The kingdoms of life in the county of Durham
Let’s start with a dry stone wall covered in lichens. I
could give you the names of the various species or I could leave you to enjoy
the beauty of their artistry (i.e. it was freezing cold and I forgot to even
take a close look at them). Let’s call them a fungus for the purpose of this
blog.
The wall was one of the highlights of a small tour today in
the countryside near Durham, just south of Newcastle in northern England. (I'm posting these pictures and notes as I return to London by train on Saturday night from the British Phycological Society meeting in Newcastle.)

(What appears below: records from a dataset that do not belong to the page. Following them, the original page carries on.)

PR #67, opened 2021-05-18
return error if existing label matcher in query would change

jan--f:
Before this commit, if the inject proxy is configured to replace label
foo and a query is encountered that has one or more label matchers for
the foo label, these matchers are silently replaced. E.g. a query like
`up{foo="default"}` would silently be altered to
`up{foo="replacement"}` and the query result returned.
With this change we return 400 instead.

Signed-off-by: Jan Fajerski <jfajersk@redhat.com>

### DIFF
--- a/injectproxy/enforce.go
+++ b/injectproxy/enforce.go
@@ -39,7 +39,7 @@ func NewEnforcer(errorOnReplace bool, ms ...*labels.Matcher) *Enforcer {
 	}
 }
 
-var ErrIllegalLabelMatcher = errors.New("Label matcher value conflicts with injected value")
+var ErrIllegalLabelMatcher = errors.New("label matcher value conflicts with injected value")
 
 // EnforceNode walks the given node recursively
 // and enforces the given label enforcer on it.
--- a/injectproxy/enforce.go
+++ b/injectproxy/enforce.go
@@ -14,6 +14,7 @@
 package injectproxy
 
 import (
+	"errors"
 	"fmt"
 
 	"github.com/prometheus/prometheus/pkg/labels"
@@ -21,10 +22,11 @@ import (
 )
 
 type Enforcer struct {
-	labelMatchers map[string]*labels.Matcher
+	labelMatchers  map[string]*labels.Matcher
+	errorOnReplace bool
 }
 
-func NewEnforcer(ms ...*labels.Matcher) *Enforcer {
+func NewEnforcer(errorOnReplace bool, ms ...*labels.Matcher) *Enforcer {
 	entries := make(map[string]*labels.Matcher)
 
 	for _, matcher := range ms {
@@ -32,9 +34,12 @@ func NewEnforcer(ms ...*labels.Matcher) *Enforcer {
 	}
 
 	return &Enforcer{
-		labelMatchers: entries,
+		labelMatchers:  entries,
+		errorOnReplace: errorOnReplace,
 	}
 }
+
+var ErrIllegalLabelMatcher = errors.New("Label matcher value conflicts with injected value")
 
 // EnforceNode walks the given node recursively
 // and enforces the given label enforcer on it.
@@ -97,12 +102,20 @@ func (ms Enforcer) EnforceNode(node parser.Node) error {
 	case *parser.MatrixSelector:
 		// inject labelselector
 		if vs, ok := n.VectorSelector.(*parser.VectorSelector); ok {
-			vs.LabelMatchers = ms.EnforceMatchers(vs.LabelMatchers)
+			var err error
+			vs.LabelMatchers, err = ms.EnforceMatchers(vs.LabelMatchers)
+			if err != nil {
+				return err
+			}
 		}
 
 	case *parser.VectorSelector:
 		// inject labelselector
-		n.LabelMatchers = ms.EnforceMatchers(n.LabelMatchers)
+		var err error
+		n.LabelMatchers, err = ms.EnforceMatchers(n.LabelMatchers)
+		if err != nil {
+			return err
+		}
 
 	default:
 		panic(fmt.Errorf("parser.Walk: unhandled node type %T", n))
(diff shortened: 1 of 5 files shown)


jan--f:
cc @simonpasquier, @s-urbaniak

simonpasquier:
> maybe its less disruptive if protected by a cli flag

it might be a good option indeed. There might be users who are fine with the current behavior which overrides the label matcher silently.

>  Currently this compares label matcher values as strings. So it doesn't take the matcher type into consideration or attempts to do anything when a regular expression is passed as the matcher value. Is this valid or should the proxy do more here?

I'm not sure, maybe we should reject negative matchers. If the provided query is `up{namespace!="foo"}`, it would turn into `up{namespace!="foo",namespace="foo"}` which would return no result and be surprising.

jan--f:
> I'm not sure, maybe we should reject negative matchers. If the provided query is `up{namespace!="foo"}`, it would turn into `up{namespace!="foo",namespace="foo"}` which would return no result and be surprising.

Luckily that's not quite the case. We actually parse the query and currently replace label matchers based on the label name, so `up{namespace!="foo"}` would become `up{namespace="foo"}`. However you still make a good point, just comparing the value isn't enough, we need to compare the match type as well.

s-urbaniak:
Generally I agree to this very useful feature :+1: 

> maybe its less disruptive if protected by a cli flag

Agreed, and we have to make sure that the default does not change behavior of existing prom-label-proxy deployments.

jan--f:
ping @simonpasquier @s-urbaniak kindly requesting another review.

injectproxy/routes.go
```diff
@@ -264,6 +275,9 @@ func (r *routes) query(w http.ResponseWriter, req *http.Request) {
 	// enforce in both places.
 	q, found1, err := enforceQueryValues(e, req.URL.Query())
 	if err != nil {
+		if err == ErrIllegalLabelMatcher {
+			http.Error(w, err.Error(), http.StatusForbidden)
```
squat, line 279: I wonder if this should rather be `StatusBadRequest`

injectproxy/routes.go
```diff
@@ -276,6 +290,9 @@ func (r *routes) query(w http.ResponseWriter, req *http.Request) {
 		}
 		q, found2, err = enforceQueryValues(e, req.PostForm)
 		if err != nil {
+			if err == ErrIllegalLabelMatcher {
+				http.Error(w, err.Error(), http.StatusForbidden)
```
squat, line 294: same here

main.go
```diff
@@ -48,6 +49,7 @@ func main() {
 	flagset.StringVar(&unsafePassthroughPaths, "unsafe-passthrough-paths", "", "Comma delimited allow list of exact HTTP path segments should be allowed to hit upstream URL without any enforcement."+
 		"This option is checked after Prometheus APIs, you can cannot override enforced API to be not enforced with this option. Use carefully as it can easily cause a data leak if the provided path is an important"+
 		"API like targets or configuration. NOTE: \"all\" matching paths like \"/\" or \"\" and regex are not allowed.")
+	flagset.BoolVar(&errorOnReplace, "error-on-replace", false, "When specified proxy will return 403 if the query already contains a label matcher that differs from the on the proxy would inject.")
```
squat, line 52:
```suggestion
	flagset.BoolVar(&errorOnReplace, "error-on-replace", false, "When specified proxy will return 403 if the query already contains a label matcher that differs from the one the proxy would inject.")
```

squat, line 52: nit: I think we can make this a full sentence:
```suggestion
	flagset.BoolVar(&errorOnReplace, "error-on-replace", false, "When specified, the proxy will return HTTP status code 403 if the query already contains a label matcher that differs from the on the proxy would inject.")
```

injectproxy/enforce.go
```diff
@@ -14,28 +14,33 @@
...
 	}
 
 	return &Enforcer{
-		labelMatchers: entries,
+		labelMatchers:  entries,
+		errorOnReplace: errorOnReplace,
 	}
 }
 
+var ErrIllegalLabelMatcher = errors.New("Label match value conflicts with injected value")
```
squat, line 42: In Golang we normally make errors start with a lower-case letter.
Also, for consistency this should be `matcher` I think 
```suggestion
var ErrIllegalLabelMatcher = errors.New("label matcher value conflicts with injected value")
```

squat (commented):
looks really clean to me overall :)

injectproxy/routes.go
jan--f: Yeah fair point. Since we don't actually check if the user is authorized or not `StatusBadRequest` seems more appropriate.

injectproxy/enforce.go
```diff
@@ -14,28 +14,33 @@
...
 	}
 
 	return &Enforcer{
-		labelMatchers: entries,
+		labelMatchers:  entries,
+		errorOnReplace: errorOnReplace,
 	}
 }
 
+var ErrIllegalLabelMatcher = errors.New("Label matcher value conflicts with injected value")
```
squat, line 42: Raising this again
```suggestion
var ErrIllegalLabelMatcher = errors.New("label matcher value conflicts with injected value")
```

jan--f: Sorry missed that one.

squat (approved):
I like it :) good work

injectproxy/enforce.go
```diff
@@ -111,13 +124,18 @@ func (ms Enforcer) EnforceNode(node parser.Node) error {
...
+// different (either by match type or value) an error is returned.
+func (ms Enforcer) EnforceMatchers(targets []*labels.Matcher) ([]*labels.Matcher, error) {
 	var res []*labels.Matcher
 
 	for _, target := range targets {
-		if _, ok := ms.labelMatchers[target.Name]; ok {
+		if matcher, ok := ms.labelMatchers[target.Name]; ok {
+			// matcher.String() returns something like "labelfoo=value"
+			if ms.errorOnReplace && matcher.String() != target.String() {
+				return res, ErrIllegalLabelMatcher
```
simonpasquier, line 137: do we want to tell which label is conflicting?

injectproxy/enforce.go
```diff
@@ -111,13 +124,18 @@ func (ms Enforcer) EnforceNode(node parser.Node) error {
 	return nil
 }
 
-// EnforceMatchers replaces similar matcher present in
-// target label matchers or appends if not present.
-func (ms Enforcer) EnforceMatchers(targets []*labels.Matcher) []*labels.Matcher {
+// EnforceMatchers appends the configured label matcher if not present.
+// If the label matcher that is to be injected is present (by labelname) but
+// different (either by match type or value) an error is returned.
```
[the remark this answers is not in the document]
jan--f: True, added that detail.

injectproxy/enforce.go
jan--f: Yes, good point. Added a commit to that effect.

simonpasquier (approved):
lgtm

The main reason for the trip was to collect a red alga from
the top of the River Wear, which runs through Durham. Unfortunately Lemanea was illusive. Still Wearhead is
where it grows and you can be sure this member of the Rhodophyta (red algae) is
in there somewhere.
Also photographed here were two Homo sapiens. Our local guide
and freshwater algal expert from Durham University, Brian Whitton, and Marina
Aboal from Spain, another freshwater algal loving human.
Then on to icy cold Cow Green Dam. Here we experienced some breathtaking
landscape and weather in what is reputedly the most flowering-plant-species
diverse area in England. But bugger all in flower at the moment.
We did see lots of a blackish, compact moss that gets a lot
of attention in these parts, Gymnostomum.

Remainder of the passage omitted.